Improvement Readiness

Ready to Launch

Here at the Center and at healthcare facilities around the globe, quality and safety is a top priority. We must continually look for ways to improve the way we do our work to ensure the highest standards of care with the best possible outcomes for patients and their families.

The work is stressful, though, and can take a toll both mentally and physically. And when you are tired and fatigued, worn out from late shifts and challenging cases, are you in the right state to take on a new quality improvement project?

Probably not. In fact, the quality improvement project’s impact could likely be diminished as we rely on overtaxed healthcare workers to do the job right.

In Dr. Carrie Adair et al.’s publication, The Improvement Readiness scale of the SCORE survey: a metric to assess capacity for quality improvement in healthcare, a team of researchers examine how we can measure how ready a team is for new project and preventative about the issue of readiness; if we can identify the units and teams that need more support before we ask too much of them, we can intervene and provide resources to ensure their success.

We asked Dr. Adair a few questions about the publication and the idea of Improvement Readiness:


How does Improvement Readiness (IR) relate to healthcare worker burnout?

Being high in Improvement Readiness (IR) means your team has the ability to take on quality improvement projects, engage in continuous self-reflection, and participate in ongoing learning – all of which require psychological bandwidth or capacity. But when we are burned out, our capacity to do more, especially to take on new projects or think deeply about quality improvement, is severely compromised. The data from our study reflect this. We found that burnout accounts for about 40% of the variance in IR – suggesting that groups high in burnout will have much lower improvement readiness. It also suggests that by reducing burnout we are also improving the likelihood that workers will be better prepared to tackle pressing quality issues.

You show in this paper how the SCORE (Safety, Communication, Operational Reliability and Engagement) survey can be used to measure IR. If a unit scores poorly in IR, what can a unit leader do to improve scores?

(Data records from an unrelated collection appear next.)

Issue #2703, opened 2021-06-02
make check failure, notebook


KSchopmeyer:
Notebook 6.1.5 fixes open redirect vulnerability 'GHSA-c7vm-f5p4-8fqh'. See: |
| CVE-2020-26215.

andy-maier:
It seems that the notebook package only recently added its vulnerabilities to safety checking. That can be seen by the satefy IDs which are all very recent: 40380 ... 40385. That's why older versions of notebook are suddenly stated to be a fix to the respective issue. Since we are running safety with out minimum-constraints.txt file, the minimum version 4.3.1 of the notebook package is used for the check. So far for explaining why they come up now.

andy-maier:
On fixing the issue: notebook 6.1.5 which is the minimum version that fixes all of the issues runs on Python 3. only. So either we give up installing notebook on Python 2, or we ignore all thee new safety issues.
**DISCUSSION**

KSchopmeyer:
Lets make our decision on python 2.7 all toghether, not component by component.  I agree with bypassing the safety failures for notebook, especially since it is not a component of the pypi code (at least I think  it is not).

PR #2706, opened 2021-06-06
Circumvented safety issues 40380..40386 with the notebook package

andy-maier:
See commit message.

This PR circumvents the issue by ignoring the safety issues, which allows using notebook on py27. Fixing the safety issues would require using notebook 6.1.5 as a minimum version which would require us to drop support for using Jupyter Notebook on Python 2.7. There is an according discussion point in issue #2703.


andy-maier:
I am merging this PR without review to get us going again. In case we decide for a different solution, we can do that with an additional PR. See the discussion item in issue #2703.

PR #2710, opened 2021-06-08
Allow initalization defined url for FakedWBEMConnection class

KSchopmeyer:
Adds one more parameter to the __init__ method of FakedWBEMConnection
(url) to allow the user to define a different url that will be passed to
the superclass in place of http://FakedURL:5988.

This will be useful in testing, particularly subscription testing where
we want to establish multiple server_ids in the tests.


andy-maier (changes requested):
Only one comment: Add a change log entry for the extension, since this is user visible functionality.

andy-maier (approved):

Issue #2715, opened 2021-06-17
SubscriptionManager add_destinations loses owned parameter


KSchopmeyer:
The method add_destinations in SubscriptionManager loses the method parameter owned when multiple listener urls are defined and it recalls itself because it is not included in the call

PR #2716, opened 2021-06-17
Fix issue #2715, SubscriptionManager loses owned parameter

KSchopmeyer:
The subscription manager does not pass the owned parameter to recalls of
itself if there are multiple urls provided in the call.

Extends test_suscriptions slightly adds capability to remove destinations, filters, subscriptions and test result in addition to new test for creating multiple destinations. Subscription manager now up to 94% with only 15 untested lines of code.


andy-maier (approved):

andy-maier:
The rollback to 1.2 turned out to have too many dependencies on other stuff from master that I abandoned it.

IR can be considered an index of group-level capacity for quality improvement. There are several avenues for leaders to improve their IR scores, each which depend on the culture and factors at play in a given unit. Given the high rate of burnout in healthcare, leaders should first look to the burnout scores in that unit. If burnout is high, start by identifying the sources of burnout in the work setting, taking appropriate action, and begin evidence-based interventions to improve well-being. For instance, the Three Good Things tool can reduce burnout and improve wellbeing, and it’s simple – for instance, consider asking everyone to answer  “What’s one good thing (professionally or personally) that has happened so far this week?” to your next meeting.

If burnout doesn’t seem to be a big issue, leaders can support and protect the ongoing learning of their workers by giving them opportunities to attend and present at conferences, talks, and trainings.

Leaders can also structure moments of learning throughout the day and week during rounds, department meetings, or individual conversations. Key questions to get those conversations rolling include,  “What did we do well in this situation?” and “How can we make changes to prevent similar defects in the future?”

We found that the item that correlated most strongly to the overall factor of IR was “The learning environment  in this work setting allows us to gain important insights into what we do well”. This was intriguing because improvement efforts tend to focus exclusively on what is not going well. Instead, these data indicate that pausing and reflecting on what is going well is a key aspect of IR, and leaders who place greater focus on the positives are more likely to have work settings with higher IR as well as lower burnout.

Conversely, if a unit scores very high, how much can be asked of them before their scores suffer?  

Even units high in IR have an upper limit to how much more they can add to their plates. It’s therefore prudent to track the quantity of “asks” of various groups, even for those high in IR who are ready to “roll up their sleeves”. Tracking the number and scope of quality improvement (QI) projects, alongside other factors like changes in leadership, low staffing,  and changes to technology, will help leaders get a sense for when groups are approaching that upper limit.

We must remember the day-to-day running of the unit is the first priority, and that any factors that hamper how it is running will decrease the capacity of the group. There may be times when a QI project must be placed on hold while more pressing issues are addressed. Hopefully leaders are aware of when they need to take the foot off the gas pedal for QI, and that there is enough psychological safety that workers feel they can speak up when demands are outpacing their resources. We certainly wouldn’t want thriving work settings to become burned out work settings because they are being asked to take on too much.